The nation and Maine are in the midst of a drug epidemic, which is killing an average of one person per day in Maine. Rather than devote resources and attention to lessening this deadly problem, the Trump administration is again targeting the office that should be leading the national response to the overdose epidemic.
The administration is again proposing to defund the Office of National Drug Control Policy in its 2019 budget proposal, Politico reported last week. It would disperse this money to other federal agencies, including the Departments of Justice and Health and Human Services.
Given the scale of the drug epidemic, which killed 64,000 Americans last year, it makes sense to have a federal entity devoted to promoting solutions — with powerful leadership and funding, and the support of the White House.
Instead, the Trump administration has slowly weakened the national office, at a time when a focused, coordinated response is needed to effectively address the opioid epidemic that is costing lives and holding back the U.S. economy.
Having the office under the auspices of the White House “elevates the importance of these programs,” Kevin Sabet, who worked in the office during the Obama, Bush and Clinton administrations, told Politico. “It makes them more visible on the state and local level because it’s not just another program from DOJ or HHS. It’s a program that has the White House’s signature on it.”
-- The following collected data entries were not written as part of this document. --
PR #4920, opened 2026-08-11
[2.x] fix(phpstan): recognize conditional model casts

### LINKED ISSUE #4808: `Flarum\Extend\Model::cast` not working when used inside conditional extender
### Current Behavior

When `Flarum\Extend\Model::cast` is used to add a custom attribute cast inside a `Flarum\Extend\Conditional` extender, Static Code Analysis doesn't pick up on it

### Steps to Reproduce

Add a cast in extend.php:

```php
 (new Extend\Conditional())
        ->whenExtensionEnabled('acme-foobar', fn () => [
            (new Extend\Model(Foo::class))
                ->cast('bar', 'boolean'),
        ]),
```

And try to use it somewhere:

```php
$foo->bar = true
// Access to an undefined property ACME\Foobar\Foo::$bar
```

### Expected Behavior

Static code analysis should pick up on casts inside the conditional extender or `cast()` should throw an error when used inside a conditional extender to prevent it unexpectedly not working

### Screenshots

_No response_

### Environment

- Flarum version: 1.8.16
- Website URL: n.a.
- Webserver: n.a.
- Hosting environment: n.a.
- PHP version: 8.3.31
- Browser: n.a.

_No response_

### Possible Solution

_No response_

### Additional Context

Workaround now is to just always add the casts outside of conditional extenders which has no negative sideffect on runtime logic, however the intent when reading code gets clouded.

I didn't confirm that the issue also happens on Flarum 2.x however I don't recall any changes being made in this area which could address this issue

drewmt:
## Changes

- inspect the callable arrays returned by all `Conditional` extender methods
- support both arrow functions and closure return bodies without executing them
- add end-to-end PHPStan fixtures for extension, setting, and generic conditions

## Why

`Conditional` moved from direct extender arrays to `callable|string`, but the
PHPStan resolver still looked only for a direct array on
`whenExtensionEnabled()`. Valid model casts nested in the current callable API
were therefore reported as undefined properties.

Fixes #4808

## Testing

- Failing-first fixture reproduced `property.notFound` on unchanged `2.x`
- Full `vendor/bin/phpstan analyse -c phpstan.neon --no-progress --error-format=table --memory-limit=2G`
- PHP syntax checks for the resolver and both fixtures
- `composer validate --no-check-publish` (valid; existing dependency-constraint warnings only)

### DIFF
--- a/php-packages/phpstan/src/Extender/Resolver.php
+++ b/php-packages/phpstan/src/Extender/Resolver.php
@@ -11,7 +11,10 @@ namespace Flarum\PHPStan\Extender;
 
 use Flarum\PHPStan\Extender\MethodCall as ExtenderMethodCall;
 use PhpParser\Node\Arg;
+use PhpParser\Node\Expr;
 use PhpParser\Node\Expr\Array_;
+use PhpParser\Node\Expr\ArrowFunction;
+use PhpParser\Node\Expr\Closure;
 use PhpParser\Node\Expr\MethodCall;
 use PhpParser\Node\Expr\New_;
 use PhpParser\Node\Stmt\Namespace_;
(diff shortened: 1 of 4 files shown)


imorland (approved):
This is very much appreciated, thank you @drewmt

drewmt:
Thanks a lot for the review and merge! Happy to continue with the next fix when I see the next clear gap.

PR #390, opened 2022-08-30
minor fix

zhaozg:


alerque:
Thanks for the contribution! I merged these commits manually so I could fix the commit messages so they show up in the changelog when I cut releases. Next time when you open a PR if you do it from a branch instead of your fork's `master` (or whatever the default) branch is GitHub will actually make it easier for maintainers to tweak things like this before accepting PRs. That way they will show up as accepted too. No big deal, just so you know going forward.

See 48164b5 for my merge. This should be in the next release, whenever that is. You can use the `scm-3` rockspec to start using it now.

zhaozg:
Got that, thank you.

siffiejoe:
Re "typo": `hstrerror` and `strerror` are two different functions.

alerque:
@siffiejoe True, but everything I saw suggested the singleton use of `hstrerror` in this code was an oversight. The exact same situations in the wsocket module uses `strerror` as does every other situation in the same usocket module where it might have come up. It looks to me like it would work either way but for consistency both alternative socket modules handling return messages the same way seemed to make sense. If I'm overlooking something I'd be happy to review.

siffiejoe:
From `man gethostbyname` on Linux:
```
...
RETURN VALUE
       The  gethostbyname()  and gethostbyaddr() functions return the hostent structure or a null pointer if an error occurs.  On error, the h_errno variable holds an error number.  When
       non-NULL, the return value may point at static data, see the notes below.

ERRORS
       The variable h_errno can have the following values:

       HOST_NOT_FOUND
              The specified host is unknown.

       NO_DATA
              The requested name is valid but does not have an IP address.  Another type of request to the name server for this domain may return an answer.  The constant NO_ADDRESS is a
              synonym for NO_DATA.

       NO_RECOVERY
              A nonrecoverable name server error occurred.

       TRY_AGAIN
              A temporary error occurred on an authoritative name server.  Try again later.
...
```

Test program for those four values which can be found in the `netdb.h` header file:
```c
#include <string.h>
#include <stdio.h>
#include <netdb.h>

static int error_numbers[] = {
  HOST_NOT_FOUND, TRY_AGAIN, NO_RECOVERY, NO_DATA
};

int main(void)
{
  size_t i = 0;
  for (i = 0; i < sizeof(error_numbers)/sizeof(error_numbers[0]); ++i)
  {
    printf("'%s'   vs.   '%s'\n", strerror(error_numbers[i]), hstrerror(error_numbers[i]));
  }
  return 0;
}
```

Results:
```
siffiejoe@Merkur:~ :) gcc errnos.c 
siffiejoe@Merkur:~ :) ./a.out 
'Operation not permitted'   vs.   'Unknown host'
'No such file or directory'   vs.   'Host name lookup failure'
'No such process'   vs.   'Unknown server error'
'Interrupted system call'   vs.   'No address associated with name'
siffiejoe@Merkur:~ :)
```

The function `socket_hoststrerror` is used together with `inet_gethost` in `inet.c`, and `inet_gethost` calls `socket_gethostbyname` or `socket_gethostbyaddr` in `usocket.c`, which in turn call `gethostbyname` or `gethostbyaddr`, respectively. So at least on Linux this change will lead to somewhat confusing error messages.

alerque:
Reverted.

In October, the president declared the opioid crisis a “health emergency” but did not call for additional federal funding. A panel Trump had convened to recommend solutions to the crisis called on the president to declare a “national emergency,” which would have started a flow of federal funds to address the crisis
Trump made a mockery of the crisis by saying the federal government would produce “really tough, really big, really great advertising.” Think of the (failed) “Just say no” campaign on steroids championed by former First Lady Nancy Reagan.
“This was an idea that I had, where if we can teach young people not to take drugs,” Trump said at a White House ceremony announcing the emergency declaration, “it’s really, really easy not to take them.”
If it were this simple, millions of Americans wouldn’t be dealing with addictions.
Trump also has failed to install a “drug czar” to oversee the federal response to the opioid crisis.
The president’s first choice for the job, Rep. Tom Marino, R-Pennsylvania, withdrew himself from consideration after The Washington Post and “60 Minutes” focused on legislation he shepherded through Congress that weakened the Drug Enforcement Agency’s power to pursue suspicious and excessive shipments of prescription opioids.
With Marino out of the picture, the Trump administration appointed a 24-year-old former campaign worker as the drug policy office’s deputy chief of staff. Andrew Weyeneth, who had no professional experience before joining the Trump campaign, rose through the ranks, in part, because the office is so understaffed because of turnover and the lack of appointments. Weyeneth, who was also dogged by inconsistencies in his resume, will return to his job as the White House liaison to the drug policy office, an administration official told The Washington Post.
Trump has also ignored the recommendations of a commission on the opioid crisis that he created. The commission, chaired by then-New Jersey Gov. Chris Christie, suggested concrete steps that should be taken now, such as the universal distribution of the anti-overdose drug Narcan to all police officers and expanded access to medication-assisted treatment, which has been found to be the most effective anti-addiction therapy.
These actions highlight the White House’s lack of seriousness in addressing the opioid crisis. The toll is personal and economic. People are dying. Children are losing their parents, and parents are watching their children succumb to addiction.
Millions of men are missing from the U.S. workforce, and employers too often can’t find workers who can pass drug tests.
And the response from the administration is to propose funding cuts and to promote loyalists with no experience to fill critical jobs. It is shameful.